*** Block opens ***

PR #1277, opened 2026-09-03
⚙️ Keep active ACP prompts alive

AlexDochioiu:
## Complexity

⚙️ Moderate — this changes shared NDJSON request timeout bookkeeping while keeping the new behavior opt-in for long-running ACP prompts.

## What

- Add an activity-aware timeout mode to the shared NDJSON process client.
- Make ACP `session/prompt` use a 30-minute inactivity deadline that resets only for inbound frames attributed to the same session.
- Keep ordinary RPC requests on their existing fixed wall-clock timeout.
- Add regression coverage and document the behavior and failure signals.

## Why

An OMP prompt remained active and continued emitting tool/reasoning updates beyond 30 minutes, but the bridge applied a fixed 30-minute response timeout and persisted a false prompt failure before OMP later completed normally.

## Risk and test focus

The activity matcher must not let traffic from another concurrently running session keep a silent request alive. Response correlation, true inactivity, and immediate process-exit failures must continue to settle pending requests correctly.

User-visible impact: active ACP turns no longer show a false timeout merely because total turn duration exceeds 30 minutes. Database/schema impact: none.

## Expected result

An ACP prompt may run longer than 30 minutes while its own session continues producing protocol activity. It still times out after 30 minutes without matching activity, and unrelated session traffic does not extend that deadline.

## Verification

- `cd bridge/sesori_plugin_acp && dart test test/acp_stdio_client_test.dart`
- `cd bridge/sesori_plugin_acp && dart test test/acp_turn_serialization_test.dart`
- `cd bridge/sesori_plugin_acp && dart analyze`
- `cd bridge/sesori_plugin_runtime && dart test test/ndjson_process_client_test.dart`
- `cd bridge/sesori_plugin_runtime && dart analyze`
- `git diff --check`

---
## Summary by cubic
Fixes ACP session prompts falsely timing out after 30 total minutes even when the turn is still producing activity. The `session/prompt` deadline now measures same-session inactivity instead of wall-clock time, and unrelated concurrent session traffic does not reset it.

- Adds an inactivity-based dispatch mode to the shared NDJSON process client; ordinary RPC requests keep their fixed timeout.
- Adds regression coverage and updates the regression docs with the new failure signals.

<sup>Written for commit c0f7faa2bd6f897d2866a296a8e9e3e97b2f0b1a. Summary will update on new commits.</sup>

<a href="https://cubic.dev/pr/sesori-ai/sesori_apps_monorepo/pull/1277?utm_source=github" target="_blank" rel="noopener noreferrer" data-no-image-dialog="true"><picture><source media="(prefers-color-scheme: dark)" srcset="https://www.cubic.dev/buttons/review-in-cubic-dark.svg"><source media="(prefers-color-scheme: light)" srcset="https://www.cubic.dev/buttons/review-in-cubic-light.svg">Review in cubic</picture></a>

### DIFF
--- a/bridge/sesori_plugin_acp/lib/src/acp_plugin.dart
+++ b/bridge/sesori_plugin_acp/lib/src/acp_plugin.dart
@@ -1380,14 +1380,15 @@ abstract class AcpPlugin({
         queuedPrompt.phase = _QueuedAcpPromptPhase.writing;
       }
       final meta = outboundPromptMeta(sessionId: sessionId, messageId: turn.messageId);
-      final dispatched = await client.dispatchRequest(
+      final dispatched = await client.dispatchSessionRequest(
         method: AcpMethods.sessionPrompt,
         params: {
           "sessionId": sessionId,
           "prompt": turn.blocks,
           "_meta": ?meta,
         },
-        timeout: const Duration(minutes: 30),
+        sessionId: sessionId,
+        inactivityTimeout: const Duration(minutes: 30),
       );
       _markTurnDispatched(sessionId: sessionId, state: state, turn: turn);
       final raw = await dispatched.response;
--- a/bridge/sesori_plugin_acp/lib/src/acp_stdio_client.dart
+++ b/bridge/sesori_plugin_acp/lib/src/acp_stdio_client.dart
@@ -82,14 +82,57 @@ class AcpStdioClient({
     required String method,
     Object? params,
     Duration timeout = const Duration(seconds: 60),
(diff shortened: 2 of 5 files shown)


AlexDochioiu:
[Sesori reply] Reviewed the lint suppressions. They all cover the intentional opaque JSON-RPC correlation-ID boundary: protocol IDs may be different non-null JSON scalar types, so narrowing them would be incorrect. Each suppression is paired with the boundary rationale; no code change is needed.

*** Block closes ***
*** Block opens ***

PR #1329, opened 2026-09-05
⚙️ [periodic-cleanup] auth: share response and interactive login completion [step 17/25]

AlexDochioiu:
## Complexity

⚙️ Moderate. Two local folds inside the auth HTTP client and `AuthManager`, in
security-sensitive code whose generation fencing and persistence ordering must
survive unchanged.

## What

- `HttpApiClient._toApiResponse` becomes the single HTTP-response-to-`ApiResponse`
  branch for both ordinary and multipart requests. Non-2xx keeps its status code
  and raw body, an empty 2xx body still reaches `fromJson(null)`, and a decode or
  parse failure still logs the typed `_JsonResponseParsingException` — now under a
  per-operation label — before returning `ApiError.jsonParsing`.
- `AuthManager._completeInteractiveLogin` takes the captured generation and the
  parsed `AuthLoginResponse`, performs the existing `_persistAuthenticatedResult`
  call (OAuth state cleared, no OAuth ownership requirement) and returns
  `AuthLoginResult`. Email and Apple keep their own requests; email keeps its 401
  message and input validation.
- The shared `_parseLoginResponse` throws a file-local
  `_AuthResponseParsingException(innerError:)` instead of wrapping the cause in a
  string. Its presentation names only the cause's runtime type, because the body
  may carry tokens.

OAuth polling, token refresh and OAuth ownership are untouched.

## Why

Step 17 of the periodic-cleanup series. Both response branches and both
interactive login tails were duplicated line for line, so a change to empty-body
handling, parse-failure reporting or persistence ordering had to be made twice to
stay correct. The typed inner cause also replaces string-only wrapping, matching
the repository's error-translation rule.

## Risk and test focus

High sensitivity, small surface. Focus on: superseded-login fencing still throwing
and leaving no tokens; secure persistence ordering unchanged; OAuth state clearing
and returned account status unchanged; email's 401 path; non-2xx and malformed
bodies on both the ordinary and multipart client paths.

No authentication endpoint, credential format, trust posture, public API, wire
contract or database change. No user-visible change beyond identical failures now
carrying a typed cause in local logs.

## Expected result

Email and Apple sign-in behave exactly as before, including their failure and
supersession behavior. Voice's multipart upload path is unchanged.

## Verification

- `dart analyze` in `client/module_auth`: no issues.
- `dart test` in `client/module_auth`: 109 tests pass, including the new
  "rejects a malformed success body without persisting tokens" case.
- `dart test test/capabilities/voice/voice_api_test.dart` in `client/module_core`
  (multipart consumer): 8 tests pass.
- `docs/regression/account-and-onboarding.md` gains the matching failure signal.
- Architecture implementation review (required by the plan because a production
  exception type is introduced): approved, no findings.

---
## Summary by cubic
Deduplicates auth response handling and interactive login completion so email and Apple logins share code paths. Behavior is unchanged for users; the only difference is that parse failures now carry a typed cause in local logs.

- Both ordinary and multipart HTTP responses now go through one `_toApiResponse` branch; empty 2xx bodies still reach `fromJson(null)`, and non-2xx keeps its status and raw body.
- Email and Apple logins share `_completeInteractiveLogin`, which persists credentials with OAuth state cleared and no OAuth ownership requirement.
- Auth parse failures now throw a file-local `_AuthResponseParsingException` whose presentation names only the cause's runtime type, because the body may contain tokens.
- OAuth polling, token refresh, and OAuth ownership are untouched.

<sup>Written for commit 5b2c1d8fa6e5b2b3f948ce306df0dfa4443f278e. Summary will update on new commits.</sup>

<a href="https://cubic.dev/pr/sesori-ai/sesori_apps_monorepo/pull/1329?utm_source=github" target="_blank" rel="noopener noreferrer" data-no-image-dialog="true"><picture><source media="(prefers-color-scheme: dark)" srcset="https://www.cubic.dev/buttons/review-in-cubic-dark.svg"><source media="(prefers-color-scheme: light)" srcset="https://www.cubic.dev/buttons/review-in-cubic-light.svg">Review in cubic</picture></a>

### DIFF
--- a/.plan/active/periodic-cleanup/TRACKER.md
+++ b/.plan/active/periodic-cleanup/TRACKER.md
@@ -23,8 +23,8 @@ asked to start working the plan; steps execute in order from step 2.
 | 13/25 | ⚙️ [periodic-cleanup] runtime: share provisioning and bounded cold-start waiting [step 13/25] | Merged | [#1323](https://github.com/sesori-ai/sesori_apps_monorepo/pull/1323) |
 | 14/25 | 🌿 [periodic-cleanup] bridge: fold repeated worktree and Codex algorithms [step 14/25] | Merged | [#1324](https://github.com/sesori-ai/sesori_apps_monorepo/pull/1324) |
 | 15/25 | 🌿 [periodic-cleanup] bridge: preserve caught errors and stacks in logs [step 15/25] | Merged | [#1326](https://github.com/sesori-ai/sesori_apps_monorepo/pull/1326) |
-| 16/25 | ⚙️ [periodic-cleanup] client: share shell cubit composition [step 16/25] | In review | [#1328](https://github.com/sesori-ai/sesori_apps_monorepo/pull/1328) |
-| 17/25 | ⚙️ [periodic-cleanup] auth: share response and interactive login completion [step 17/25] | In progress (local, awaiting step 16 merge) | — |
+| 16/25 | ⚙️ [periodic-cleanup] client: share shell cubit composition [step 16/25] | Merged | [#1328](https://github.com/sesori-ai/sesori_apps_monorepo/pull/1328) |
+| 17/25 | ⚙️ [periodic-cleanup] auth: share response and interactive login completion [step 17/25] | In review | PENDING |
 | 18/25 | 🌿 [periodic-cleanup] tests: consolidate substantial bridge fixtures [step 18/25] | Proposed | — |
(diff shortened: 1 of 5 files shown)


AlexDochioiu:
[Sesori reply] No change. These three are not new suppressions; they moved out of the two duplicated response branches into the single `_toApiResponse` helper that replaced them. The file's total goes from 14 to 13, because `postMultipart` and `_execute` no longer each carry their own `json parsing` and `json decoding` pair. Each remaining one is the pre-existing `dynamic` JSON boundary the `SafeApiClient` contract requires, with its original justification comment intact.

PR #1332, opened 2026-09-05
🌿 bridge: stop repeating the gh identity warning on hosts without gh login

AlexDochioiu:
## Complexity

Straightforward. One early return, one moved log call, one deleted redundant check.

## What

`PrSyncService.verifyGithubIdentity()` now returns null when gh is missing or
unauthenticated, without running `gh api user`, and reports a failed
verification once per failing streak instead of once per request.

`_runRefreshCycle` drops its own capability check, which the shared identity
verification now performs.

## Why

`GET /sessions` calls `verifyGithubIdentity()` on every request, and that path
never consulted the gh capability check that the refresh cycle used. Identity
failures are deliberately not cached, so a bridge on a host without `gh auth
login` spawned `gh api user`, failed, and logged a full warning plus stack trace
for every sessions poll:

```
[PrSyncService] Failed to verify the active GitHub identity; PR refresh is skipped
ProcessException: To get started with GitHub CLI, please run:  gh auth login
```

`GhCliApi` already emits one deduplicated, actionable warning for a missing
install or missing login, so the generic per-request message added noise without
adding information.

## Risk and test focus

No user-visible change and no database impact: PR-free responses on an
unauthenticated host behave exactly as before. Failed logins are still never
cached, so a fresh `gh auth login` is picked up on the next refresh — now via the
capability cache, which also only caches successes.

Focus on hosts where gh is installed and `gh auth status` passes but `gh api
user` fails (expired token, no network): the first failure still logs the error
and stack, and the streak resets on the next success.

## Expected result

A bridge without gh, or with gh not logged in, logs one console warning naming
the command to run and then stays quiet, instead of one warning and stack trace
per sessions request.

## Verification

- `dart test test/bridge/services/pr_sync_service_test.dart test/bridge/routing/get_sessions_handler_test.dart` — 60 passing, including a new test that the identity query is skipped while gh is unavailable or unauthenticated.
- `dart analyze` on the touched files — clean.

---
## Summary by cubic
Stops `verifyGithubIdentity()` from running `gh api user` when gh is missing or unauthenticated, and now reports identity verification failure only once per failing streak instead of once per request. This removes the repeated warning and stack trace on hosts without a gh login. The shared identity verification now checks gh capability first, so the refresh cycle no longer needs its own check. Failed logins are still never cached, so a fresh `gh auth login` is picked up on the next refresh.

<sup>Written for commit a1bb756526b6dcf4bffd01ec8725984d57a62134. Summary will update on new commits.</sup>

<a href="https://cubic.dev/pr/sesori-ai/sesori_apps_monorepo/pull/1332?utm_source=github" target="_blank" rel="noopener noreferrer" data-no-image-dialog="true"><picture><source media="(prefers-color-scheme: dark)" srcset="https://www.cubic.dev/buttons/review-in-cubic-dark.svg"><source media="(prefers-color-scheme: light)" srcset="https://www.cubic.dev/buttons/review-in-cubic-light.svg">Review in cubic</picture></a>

*** Block closes ***

• _WORK TO COMPLETE_: State the number of lines in the records that contain the string "Moderate", and nothing more.

• _RESULT_: 2